The difference is that the text that passed to filter.py is different: one is the contents directly produced from markdown, while the other is some texts produced from HTML that was produced from markdown. As you know, to convert something back and forth will always produce unexpected problem. So I think there may be a better solution.
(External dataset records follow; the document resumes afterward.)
PR #18815, opened 2026-08-29
fix(ui): default topology panel to vertical, add orientation setting

harshit-seth:
✨ Description

Reverts the flow editor's Topology panel to default vertical (top-to-bottom) instead of horizontal, and adds a "Default Topology Orientation" setting so users who prefer horizontal can keep it.

Root cause: the editor's Topology panel and the execution Overview's Topology panel shared a single localStorage key (topology-orientation) through useStorage in LowCodeEditor.vue. Overview.vue passes a responsive horizontalDefault prop (true on viewports wider than the sm breakpoint). Because useStorage writes its default into storage whenever the key is absent, the first visit to an execution's Overview on a desktop-width window silently persisted topology-orientation: true. The editor's Topology panel never sets horizontalDefault itself, so it fell back to reading that same poisoned key. This was a re-regression of behaviour already fixed twice before (#1162, #1758).

What changed:

LowCodeEditor.vue — useStorage now uses {writeDefaults: false}, so a responsive layout default (Overview) can no longer poison the persisted preference. Only an explicit user toggle writes to storage now. When nothing is stored, the initial orientation falls back to the new Default Topology Orientation setting (vertical by default).
ui/packages/topology/src/Topology.vue — the package's own isHorizontal prop default was true; changed to false to match the intended default everywhere it's used without an explicit override.
BasicSettings.vue — added a "Default Topology Orientation" dropdown (Vertical / Horizontal) under Settings → Main Configuration, next to the other editor options.
constants.ts — added TOPOLOGY_ORIENTATION / DEFAULT_TOPOLOGY_ORIENTATION storage keys and a topologyOrientations enum.
en.json (+ other locales via npm run translations:generate) — new translation keys for the setting's label, description, and options.

A responsive layout choice (Overview adapting to viewport width) and a remembered user preference are conceptually different things and shouldn't share one written value — disabling writeDefaults keeps that separation without touching either component's public API, and an explicit toggle still persists exactly as before.

🔗 Related Issue

Closes https://github.com/kestra-io/kestra/issues/18742

🎨 Frontend Checklist
 Code builds without errors (npm run build)
 All existing E2E tests pass (npm run test:e2e)
 Screenshots or video recordings attached showing the UI changes.

📝 Additional Notes
*Cleared localStorage, opened a flow's Editor → Topology panel renders vertical.
*Opened an execution's Overview on a wide viewport → Topology renders horizontal (responsive behaviour unchanged), without overwriting the editor's stored preference.
[...]

PR #19104, opened 2026-09-07
fix(ui): drop stray target=_blank on the download anchor

### LINKED ISSUE #17322: [Flows] Exporting flow code navigates away from the flow details page
### Describe the issue

When exporting flow code from inside a flow, the UI takes me out of the flow details page and drops me on a different page.

1. Open a flow details page.
2. Use the flow code export action.
3. After exporting, the current flow details context is lost and there is no clear way back to the original flow page.

https://github.com/user-attachments/assets/e35ec526-69fc-4eeb-b988-958a157fafc0

### Expected Behaviour
Exporting flow code should keep the user in the current flow context, or provide a clear way to return to the flow details page.

### Environment

- Kestra Version: `1.3.27`
- Observed: `Wed, Jul 8, 2026 7:12 PM IST`
- Edition: Open Source

Bryandero98:
## Summary
closes #17322 — exporting a flow's YAML code from the flow details page can take the user away to a different page instead of just downloading a file. @ameyypawar's comment on the issue had already traced this to `exportYaml()` → `Utils.downloadUrl()`.

## Change
`downloadUrl()` (`ui/src/utils/utils.ts`) always set `target="_blank"` on the download anchor. `target` does nothing on a `download`-attributed anchor click in evergreen browsers, and is a documented footgun for `download` + `blob:` specifically in some browsers (the #17322 symptom).

An earlier revision of this PR made the guard conditional on origin instead of removing it outright, reasoning that two call sites (`FileExplorer.vue`, `useBaseNamespaces.ts`'s `exportFileDirectory`) might hit a cross-origin redirect. @flcarre's review traced all 9 call sites: 7 pass `blob:` URLs, and those two are same-origin in every current deployment — so the guard was protecting against a navigation nothing produces today. Removed it: `downloadUrl()` now always omits `target`, matching this PR's title.

If a cross-origin `getFileContent` path is worth defending later, that's a separate issue (the server-side fix would be adding `.attach()` there, which `exportNamespaceFiles` already has and `getFileContent` doesn't) - not something this anchor should special-case for.

## Verification
- `ui/tests/unit/utils/utils.spec.ts`: one test asserting `downloadUrl()` never sets `target`.
- The CI failure on the previous push (`Translations - Key parity...`) was a `develop`-side issue from #18815, already fixed in #19526 - unrelated to this change.


flcarre (changes requested):
Before merging this I'd want the actual root cause nailed down — the diagnosis behind this fix traces back to a GitHub comment on #17322 that GitHub itself has flagged and minimized as spam, from an account with a pattern of posting plausible-sounding "root cause" comments across many unrelated open issues. Neither the original reporter nor this PR reproduced the navigation in any browser. Per the WHATWG spec, a download-attributed anchor's activation behavior should already override `target` for blob/same-origin resources in every evergreen browser, so `target="_blank"` was likely already inert wherever the report came from — meaning this may not change anything for the actual bug.

More concretely, `downloadUrl()` is shared by several other call sites (`useBaseNamespaces.ts`, `FileExplorer.vue`, the flow/execution bulk-export helpers) that don't all pass `blob:` URLs — some pass plain API response URLs that could redirect cross-origin. `target="_blank"` was acting as a fallback there; removing it could shift the "navigates away" symptom onto a different caller instead of fixing it.

Can you confirm the reporter's actual browser/OS and check whether any `downloadUrl()` caller can hit a cross-origin redirect before we merge this? The new test is a reasonable attribute guard, but note jsdom can't actually exercise the navigation bug either way.

Bryandero98:
@flcarre pushed \`9be8262e47\` addressing the cross-origin concern - you were right to flag it.

Checked all 8 \`downloadUrl()\` call sites: 6 build \`blob:\` URLs (flow export, task run output, logs, dashboard, bulk export) where \`target\` really is dead weight. But \`FileExplorer.vue\` passes a plain API URL, and \`useBaseNamespaces.ts\`'s \`exportFileDirectory\` explicitly reads \`request.responseURL\` (post-redirect) - both can land on a different origin, where \`download\` isn't honored by the browser at all and the anchor just navigates there. Blanket-dropping \`target\` would've risked reproducing #17322's own symptom on those two.

Made \`downloadUrl()\` origin-aware instead: omits \`target\` only for \`blob:\`/\`data:\`/same-origin, keeps it for anything else. Test now covers all three shapes.

On root cause: still no reproduction on my end in any real browser, and I haven't heard back from the reporter on browser/OS yet (asked on the issue). I don't want to overstate confidence here - this fix removes a genuine footgun and closes the cross-origin regression risk you caught, but I can't yet confirm it's what the original report actually hit. Happy to leave this in your hands on whether that's enough to merge, or whether it should wait for reporter confirmation.

Bryandero98:
Rebased onto `develop` — the conflict was benign: upstream added `downloadText()` at the same spot in `utils.ts` where this PR adds `isDownloadableOrigin()`, so both are kept. They compose correctly: `downloadText()` hands `downloadUrl()` a `blob:` URL, which is exactly the case this PR stops setting `target="_blank"` on. `utils.spec.ts` is green (27/27).

@flcarre the cross-origin concern you raised is addressed in `9be8262e47` (now `90f05af824` after the rebase) — `downloadUrl()` decides per-call and keeps `target="_blank"` for anything not `blob:`/`data:`/same-origin. The root-cause question is still open on my side: no reproduction in any real browser, and no reply from the reporter on browser/OS. Still happy for you to judge whether that's enough to merge.

Bryandero98:
Fair to distrust that source — I don't take @ameyypawar's comment as evidence either, it's minimized as spam for a reason. I re-verified the mechanism independently by reading current `develop`, not by trusting that comment:

- `exportYaml()` in `useFlowEditorActions.ts` does build a `blob:` URL via `window.URL.createObjectURL(blob)` and hand it to `Utils.downloadUrl()`, which unconditionally sets `target="_blank"` — that part is just reading the code, no external claim involved.

On whether `target` is actually inert for `blob:` + `download` in every evergreen browser: it isn't, in practice. This is a real, currently-open compatibility gap, not settled spec purity:
- Firefox bugzilla [1756980](https://bugzilla.mozilla.org/show_bug.cgi?id=1756980) — an anchor with `download` and a `blob:`/same-origin href still opens in the same tab instead of downloading, for certain content types.
- Firefox bugzilla [1766420](https://bugzilla.mozilla.org/show_bug.cgi?id=1766420) — `download` + `blob:` href not honored, PDF specifically.

So the WHATWG "activation behavior overrides target" rule is the spec's intent, but Firefox doesn't fully implement it yet for every content type — `text/yaml` (what `exportYaml` blobs as) isn't the exact PDF case in those bugs, so I can't claim 100% certainty this is the same root cause the reporter hit. I still couldn't reproduce the actual navigation in headless Chromium, and I don't have the reporter's browser/OS.

On the cross-origin concern: confirmed too, independently — `useBaseNamespaces.ts`'s `exportFileDirectory()` calls `Utils.downloadUrl(request.request?.responseURL ?? "", name)` with a raw XHR `responseURL`, which for namespace file exports can be a redirect to cloud storage (cross-origin). That's exactly why the fix is conditional (`isDownloadableOrigin()`) rather than an unconditional removal — cross-origin callers keep `target="_blank"`, same-origin/blob/data callers (like `exportYaml`) don't. So the "shifts the bug elsewhere" risk should already be closed by that split, not just asserted.

Net: I'm confident the code-level claim (what calls what) is correct on my own reading, and that `target="_blank"` + `download` + `blob:` genuinely can misbehave in Firefox today — but I can't independently confirm this is *the* browser/repro the original reporter hit without their environment. Happy to leave this open pending that confirmation if you'd rather not merge on the current evidence, or to narrow the fix if you want more certainty before taking it.

flcarre (changes requested):
Thanks for the rework — the call-site audit was the right response to my second point, and 6-of-8 callers passing `createObjectURL` blobs is a useful thing to have written down. But the conclusion it reached is wrong, and the change has drifted away from what the PR says it does.

**The cross-origin branch rests on a premise that isn't true.**

Both `utils.ts` and the new test comment justify keeping `target="_blank"` with "a namespace files export that redirects to cloud storage (`useBaseNamespaces.ts`'s `exportFileDirectory`)". That endpoint does not redirect. `NamespaceFileController.exportNamespaceFiles` builds the ZIP in memory and returns it as a `StreamedFile` with `.attach(namespace + "_files.zip")` — i.e. `Content-Disposition: attachment`, same origin, no 3xx anywhere. `request.request?.responseURL` is simply the URL that was requested; that read is defensive coding, not evidence of a redirect.

Which means: for every current caller, the server already sends `Content-Disposition: attachment` or hands us a `blob:`, so the browser downloads and stays put regardless of `target`. The branch you've added doesn't protect against a navigation that can happen — and in the one shape where it fires, it trades "downloads, page stays" for "downloads, plus a stray blank tab in some browsers". That's a regression, not a guard.

There *is* a real cross-origin vector, but it's not the one described: `apiUrl()` derives from `VITE_APP_API_URL` (`ui/src/override/utils/route.ts`), which a deployment can point at a different host. That would affect `FileExplorer.vue`, whose endpoint (`GET {namespace}/files`) notably does *not* set `Content-Disposition`. If you want to keep the conditional, that's the case to name and defend. Please don't ship a comment asserting a redirect that the controller does not perform — it will be read as fact by the next person here.

**The root cause is still unconfirmed, and the change now says the opposite of its title.**

You're candid in the description that the navigation has never been reproduced in any browser. That was my first concern and it hasn't moved. Meanwhile the diff no longer drops `target="_blank"` — it keeps it conditionally — while the PR title and the lead commit still say "drop stray target=_blank on the download anchor". That headline lands in the changelog. Either the title follows the code, or the code goes back to being the one-line unconditional removal it was.

My suggestion: make this the two-line change it wants to be. Remove `target` unconditionally, drop `isDownloadableOrigin` entirely, and if the `VITE_APP_API_URL` cross-origin case is genuinely a worry, open it as its own issue with the `FileExplorer` missing-`Content-Disposition` angle attached. A speculative branch guarding a path that no current deployment exercises is worse than no branch.

**Tests.**

49 added lines that assert the attribute the function immediately above them sets. In jsdom, `link.click()` cannot navigate, so these can never observe the bug in the issue title — they lock in the branch conditions, which is a restatement of the implementation rather than a regression guard. If the conditional goes away, one short assertion that `target` is absent is the honest version of this.

One concrete problem regardless: `createElementSpy.mockRestore()` sits as the last statement of each `it` rather than in an `afterEach`. This suite runs under `isolate: false` (see `vitest.config.unit.js` and the `leakGuard.ts` setup file), so a single failing assertion leaves `document.createElement` spied for every subsequent spec in the worker — and `leakGuard` doesn't watch `document`, so you'd get cascading failures with no signal pointing back here. Move it to `afterEach(() => vi.restoreAllMocks())`.

**Comments.**

Nine prose lines in `utils.ts` and twelve in the spec, explaining WHATWG behaviour and rehearsing the reasoning. We don't ship narrative comments — extract the intent into the function name (`isDownloadableOrigin` already does most of that work) and let the rationale live in the commit message and this thread, where it can be corrected.

**CI — not your fault.**

The red check is `Npm - check ts-any`, failing on `ui/tests/unit/composables/useReadOnlyYamlKeys.spec.ts: 0 -> 1`. That file isn't in your diff — it arrived on `develop` without a matching baseline entry, and #19461 fixed it on `develop` at 11:42 on 2026-09-15, shortly after your run started. Rebase onto current `develop` and it clears. The frontend unit tests themselves passed.

No design-system concerns — this touches a util and a spec, no components, element-plus imports, tokens, styles, or user-facing strings.

flcarre (changes requested):
Thanks for the rebase — and to be clear up front, the red check is not yours (details at the bottom).

But the rebase is all that landed. Diffing `b37e855` (what I reviewed on the 16th) against the current head, the only changes are develop's `moment` → `dayjs` migration in `getDateGrouping`. The `downloadUrl` hunk and the `describe("downloadUrl()")` block are byte-for-byte what they were, and the PR description still ends at the response to my *first* review. So none of the five points from last time have been answered. Rather than repeat them at length, here they are compactly, with the two that block.

**1. The comment still asserts a redirect that does not happen.** `ui/src/utils/utils.ts:317` still says the namespace files export "redirects to cloud storage". `NamespaceFileController.exportNamespaceFiles` builds the ZIP into a `ByteArrayOutputStream` and returns `new StreamedFile(...).attach(namespace + "_files.zip")` — same origin, `Content-Disposition: attachment`, no 3xx. This will be read as fact by the next person in this file, so it cannot ship as written.

**2. The branch does not do what it is there to do.** I re-checked all nine call sites: seven pass `createObjectURL` blobs, and the other two (`FileExplorer.vue:1083`, `useBaseNamespaces.ts:258`) are same-origin in every current deployment. So the guard protects against a navigation no caller can produce today. And in the one shape where it *would* fire, it makes things worse rather than better: `getFileContent` — the endpoint `FileExplorer` hits — has no `.attach()`, so cross-origin the browser ignores `download` entirely and the file downloads named after the URL's last path segment (`files`, no extension) instead of `file.fileName`. You get a stray tab *and* a lost filename. If that cross-origin path is worth defending, the fix is `.attach()` on `getFileContent` server-side, which is its own PR.

One correction to my last review while I'm here: the `VITE_APP_API_URL` vector is a little wider than I said. `useBaseNamespaces.ts`'s `base()` goes through `apiUrl()` too, so `exportFileDirectory` is subject to it as well, not only `FileExplorer`. Doesn't change the conclusion — both are same-origin by default — but worth having right if you do open that follow-up issue.

**3. Title vs code.** The title and lead commit still say "drop stray target=_blank on the download anchor"; the code keeps it conditionally. That headline goes into the changelog.

**4. Test hygiene.** `createElementSpy.mockRestore()` is still the last statement of each `it` instead of an `afterEach`. This suite runs `isolate: false` and `tests/unit/setup.ts` has no global restore, so one failing assertion leaves `document.createElement` spied for the rest of the worker — and `leakGuard.ts` watches globals, `document.title`, body children and storage, never `document`. Cascading failures with nothing pointing back here.

**5. Narrative comments.** Nine prose lines in `utils.ts`, twelve in the spec. We don't ship those; the reasoning belongs in the commit message and this thread.

**What I'd like, concretely.** Make it the two-line change it wants to be:

- delete `isDownloadableOrigin` and remove `link.setAttribute("target", "_blank")` unconditionally;
- delete the comment blocks in both files;
- collapse the three tests to one assertion that `target` is absent, with `afterEach(() => vi.restoreAllMocks())`;
- realign the title and the description with that.

That's a change I can merge on its own merits — the attribute is dead weight on every current caller — without needing the original repro, which is the one thing that genuinely can't be settled from here. If the `VITE_APP_API_URL` case still worries you, please open it as its own issue with the `getFileContent` missing-`Content-Disposition` angle attached; I'd be glad to see that one filed.

**CI — not your fault, and nothing for you to generate.** The failing check is `Translations - Key parity, placeholders and drift`, on four `topology_orientation` keys. Those came from #18815 — which is the exact commit your branch is rebased onto — and `develop` fixed them in #19526 at 17:25 on 2026-09-16, about two hours after your run started. Rebase once more and it goes green; you do not need to run `translations:generate` yourself.

No design-system concerns: a util and a spec, no components, styles, tokens or user-facing strings.

flcarre (approved):
This is the change I asked for, and all five points are addressed.

I re-checked the load-bearing claims rather than taking them from the commit message. `isDownloadableOrigin` and both comment blocks are gone, so the redirect assertion no longer ships. The call-site audit holds: seven of nine callers pass `createObjectURL` blobs, and `useBaseNamespaces.ts:261` and `FileExplorer.vue:1083` both resolve through `apiUrl()`, same-origin in every current deployment. Server side, `NamespaceFileController.exportNamespaceFiles` still ends in `.attach(namespace + "_files.zip")` and `getFileContent` still has no `.attach()` — which is the follow-up, not this anchor. Nothing in `kestra-ee` calls `downloadUrl`, so there is no EE surface either.

The test does what a regression guard should. `vi.spyOn(document, "createElement")` calls through, the anchor is the first element created, and with the attribute back in place `getAttribute("target")` returns `"_blank"` and the assertion fails. It still cannot observe the navigation in jsdom, which is fine — it locks the attribute, which is all this change claims. And `afterEach(() => vi.restoreAllMocks())` closes the leak properly: `vitest.config.unit.js` runs `isolate: false`, and `leakGuard.ts` watches globals, `document.title`, body children and storage but never `document` itself, so the per-test `mockRestore()` really was the wrong place for it.

Title, description and code now say the same thing. Approving.

One thing before you merge, and it is not code: the description says `closes #17322`. Nobody has reproduced that navigation and the reporter never came back with a browser/OS, so merging this will silently close a report that may still be live. Please switch it to `refs #17322` and leave the issue open until someone confirms — the attribute was dead weight on every caller, which is why this merges on its own merits, but that is a different claim from having fixed what was reported. And if you are still willing, the `getFileContent` missing-`Content-Disposition` issue is worth filing; happy to review it.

PS. I've stared to learn Haskell. I hope I could solve this problem myself someday. Thank you!

Solution

In the end I think you would use both. Using this https://github.com/listx/listx_blog/blob/master/blog.hs as a model, the following will have the same shape as transformer has in it. transformer is used on lines 69-80 for 'posts' -- that is as the third argument to pandocCompilerWithTransformM, which is a (Pandoc -> Compiler Pandoc) Here you would need to add the absolute path to your python filter -- or the name if it's in $PATH -- and reader and writer options (e.g. defaultHakyllReaderOptions and defaultHakyllWriterOptions)

import Text.Pandoc
import Hakyll

type Script = String 

transformer
  :: Script         -- e.g. "/absolute/path/filter.py"
  -> ReaderOptions  -- e.g.  defaultHakyllReaderOptions
  -> WriterOptions  -- e.g.  defaultHakyllWriterOptions
  -> (Pandoc -> Compiler Pandoc)
transformer script reader_opts writer_opts pandoc = 
    do let input_json = writeJSON writer_opts pandoc
       output_json <- unixFilter script [] input_json
       return $ 
          -- either (error.show) id $  -- this line needs to be uncommented atm.
          readJSON reader_opts output_json

similarly, (transformer "/usr/local/bin/myfilter.py" defaultHakyllReaderOptions defaultHakyllWriterOptions) might be used where (return . pandocTransform) is used, on line 125 of this example gist

For debugging you might outsource everything to unixFilter:

transform :: Script -> String -> Compiler String
transform script md = do json0 <- unixFilter pandoc input_args md
                         json1 <- unixFilter script [] json0
                         unixFilter pandoc output_args json1
 where
   pandoc = "pandoc"
   input_args = words "-f markdown -t json" -- add others
   output_args = words "-f json -t html"    -- add others

The three lines of the do block are the equivalent of the stages of unix piping in pandoc -t json | filter.py | pandoc -f json with whatever additional arguments.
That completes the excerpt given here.